The Ordering and Chronology of the Ministry and Epistles of Paul, Part 2: The Prison Epistles
As I had explained in the opening presentation in this short series, I had hoped to gather into one place my interpretations of the time and place of the writing of each of the epistles of Paul of Tarsus, as well as a general chronology of the events recorded in the Book of Acts. I had also originally hoped to do that in a single presentation, but it was just not possible. So while we have discussed what I have called Paul’s “travelling epistles”, now we shall discuss the time and place, and also the circumstances, of the writing of the 6 epistles that were written while Paul was a prisoner. Once again, for much of this presentation I am drawing on information which I had already presented in our commentaries for each of the epistles of Paul and in our earlier commentary on the Book of Acts. There are also some new perspectives.

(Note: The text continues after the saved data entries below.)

PR #941, opened 2018-01-12
Allow parallelization of networks

ivankelly:
If you're using networks and you want to parallelize your containers,
all the containers will end up on the same set of networks, which
could interfere with your test.

Even worse, as docker allows multiple networks with the same name, if
there's a problem with cleanup on a previous run, you may end up with
containers in different networks when you want them to be in the same
network.

This patch solves these problems by allowing the star pattern for
networks. It works the same as the container star pattern, and
networkMode and networks are updated within the container configuration.


lordofthejars:
https://github.com/arquillian/arquillian-cube/issues/942

lordofthejars:
Thank you very much for your contribution. We really appreciate this and improves Cube usage. Just one final thing before merging, can you update the docs as well?

ivankelly:
Sure, will do

ivankelly:
Updated. Do you push nightly snapshots, so I can use this without manually installing myself until there's a release.

lordofthejars:
No, we do not have nightly releases, can you wait until Monday/Tuesday or you need urgently?

ivankelly:
No urgent need. Monday or Tuesday is fine. Do you manually push snapshots, or is there a release next week?

bartoszmajsak:
@lordofthejars we can publish in bintray, right?

PR #943, opened 2018-01-12
Add doc for alias

ivankelly:
This is a very useful feature when using parallelized cubes with
networks. Only spotted it by digging in code.


lordofthejars:
Thank you so much.

PR #944, opened 2018-01-13
Allow docker configuration to be loaded from the classpath

ivankelly:
Allow users to specify the docker configuration file as a file on the
classpath, rather that on the filesystem. This means they won't have
to worry about absolute and relative paths, which can change in maven
depending on which flags are specified (forkCount for example).

It also allows configurations to be bundled into a jar and shared
between modules.

### DIFF
--- a/docker/docker/src/main/java/org/arquillian/cube/docker/impl/client/CubeDockerConfiguration.java
+++ b/docker/docker/src/main/java/org/arquillian/cube/docker/impl/client/CubeDockerConfiguration.java
@@ -1,6 +1,7 @@
 package org.arquillian.cube.docker.impl.client;
 
 import java.io.File;
+import java.io.InputStream;
 import java.io.IOException;
 import java.net.URI;
 import java.util.ArrayList;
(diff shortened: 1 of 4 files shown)


ivankelly:
Will add docs on monday, if the change is agreed to be good.

lordofthejars:
Looks good, I am just wondering one thing, but t is something that it is on my mind, should we add a new property as you do here or we could add a prefix called `classpath:` on current property so if it starts with `classpath:` means that the resource is coming from classpath. Something like it happens with Spring.

ivankelly:
I did think of that when I was thinking of not modifying arquillian at all for this (and update the URL handlers). It's a bit convoluted though. The property is dockerContainerFile, but you're not actually specifying a file, you're specifying a URL that may point to number of things. 

A separate property is simple, and keeps it clear where the content is coming from.

lordofthejars:
then let's update docs, and I merge it :)

thank you so much.

ivankelly:
@lordofthejars pushed docs. Any hint on when I could expect a published snapshot?

lordofthejars:
today you can expect a final release

ivankelly:
Excellent. Thank you

lordofthejars:
https://github.com/arquillian/arquillian-cube/issues/947

lordofthejars:
Released Cube 1.13.0

ivankelly:
Thanks alex

lordofthejars:
Thank you for using it.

This is important to us for several reasons. First, it is an important reference tool, because in my opinion no other such reference exists which has a truly accurate chronology of the events of the ministry of Paul, the writing of his epistles, and the Book of Acts. As I had also said, there is much misinformation in many popular and supposedly authoritative academic sources concerning the ministry of Paul and the writing of his epistles, and it is convenient to have our own opinions of these things in one single article, or perhaps more accurately, one single source of reference.
But there is one further reason. Once it is realized that we can indeed know where Paul was throughout nearly his entire ministry, that it can all be accounted for in the records of his epistles and in Acts, then we also know where Paul was not. Paul of Tarsus never wrote an epistle to the Egyptians or to the Arabians, or to any other race, and he never visited or preached among them either. There is no Roman Catholic universalism in the ministry or the epistles of Paul, and taking the words “all men” out of context and twisting them into a universalist interpretation is not sufficient evidence. But on the other hand, Paul of Tarsus was never in Britain or Spain, although he had expressed a hope that he may reach western Europe, and the so-called “29th” or “Lost” chapter of Acts is a complete hoax which was perpetrated in recent centuries and used to patronize and to deceive many British Israel and American Christian Identity adherents. We do not need lies to support our assertions or the basis of our faith.